→ **Task description**:
The required result is every line of the records that includes "being".

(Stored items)
PR #1282, opened 2025-08-05
Add unit test for compose pass

PoignardAzur:
Adds test which checks that compose pass is runs when requested and sets the correct values.

Follow-up to https://github.com/linebender/xilem/pull/711.

### DIFF
--- a/masonry_testing/src/recorder_widget.rs
+++ b/masonry_testing/src/recorder_widget.rs
@@ -139,7 +139,7 @@ impl<W: Widget> Recorder<W> {
         &self.child
     }
 
-    /// Get a mutable reference to the child that's being recorded.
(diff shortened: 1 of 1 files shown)


masonry_testing/src/recorder_widget.rs
```diff
@@ -133,6 +133,16 @@ impl<W: Widget> Recorder<W> {
     pub fn recording(&self) -> &Recording {
         &self.recording
     }
+
+    /// Get a reference to the child that's being recorded.
+    pub fn inner(&self) -> &W {
+        &self.child
+    }
+
+    /// Get a mutable reference to the child that's being recorded.
```
DJMcNab:
```suggestion
    /// Get an exclusive reference to the child that's being recorded.
```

→ **Problem solution**:
-    /// Get a mutable reference to the child that's being recorded.
+    /// Get a reference to the child that's being recorded.
+    /// Get a mutable reference to the child that's being recorded.
    /// Get an exclusive reference to the child that's being recorded.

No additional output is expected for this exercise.